--- Input data Enclosed Below ---

PR #487, opened 2022-01-11
PTX-4833 Temporary comment out DeploymentDeepEqual validation for Telemetry

nikolaypopov:
Temporary comment out DeploymentDeepEqual validation for Telemetry. I have tried using it with just object, but it didn't work for me.

NOTE: This is not working for spawn, also it is not P1. Let's get P1 working in Operator Integration Tests and Spawn as well, because most of our testing happens in Spawn/Torpedo, we still need that to work until we implement Torpedo and all the Clouds/Environment in the Operator Integration Test suite.

P.S. I left all that code to work on it in future when I have more time available.


pkg/util/test/util.go
```diff
@@ -1829,6 +1838,197 @@ func ValidateTelemetryInstalled(pxImageList map[string]string, cluster *corev1.S
 	return nil
 }
 
+/* TODO: We need to make this work for spawn
+func createMetrixCollectorDeploymentObject(cluster *corev1.StorageCluster, pxImageList map[string]string) (*appsv1.Deployment, error) {
```
piyush-nimbalkar, line 1842: I believe we don't need this. Ideally we should be reading a spec from the file and changing the individual components as needed by the test in future. Should we just remove this?

piyush-nimbalkar (approved):
LGTM.
Let's unblock the spawn tests for now.

pkg/util/test/util.go
```diff
@@ -1755,14 +1755,23 @@ func ValidateTelemetryInstalled(pxImageList map[string]string, cluster *corev1.S
 		return err
 	}
 
-	expectedDeployment := GetExpectedDeployment(&testing.T{}, "metricsCollectorDeployment.yaml")
+	// TODO: We need to make this work for spawn
+	//expectedDeployment := GetExpectedDeployment(&testing.T{}, "metricsCollectorDeployment.yaml") // Original yaml to object way
+	//expectedDeployment, err := createMetrixCollectorDeploymentObject(cluster, pxImageList) // Object way, just creating object straight away
```
haibinxie, line 1760: i am ok with unblocking first, but i would rather keep the code  and for validation just validate the name and namespace etc, whatever that passes validation.

nikolaypopov:
Guys I removed my commented out code and I just commented out `GetExpectedDeployment()` and `DeploymentDeepEqual()` until we can think of a way that can work for Spawn as well. Please take a look and I'm going to merge this so I can pull this change in Spawn

pkg/util/test/util.go
nikolaypopov: All the other validations still exist, i just commented out `GetExpectedDeployment()` and `DeploymentDeepEqual()`

pkg/util/test/util.go
nikolaypopov: Done, removed

piyush-nimbalkar (approved):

--- End of Enclosed Input data ---

Through the line that contains "work for me.", copy the material above exactly, beginning at its first line and including nothing more.

#### Solution below:
PR #487, opened 2022-01-11
PTX-4833 Temporary comment out DeploymentDeepEqual validation for Telemetry

nikolaypopov:
Temporary comment out DeploymentDeepEqual validation for Telemetry. I have tried using it with just object, but it didn't work for me.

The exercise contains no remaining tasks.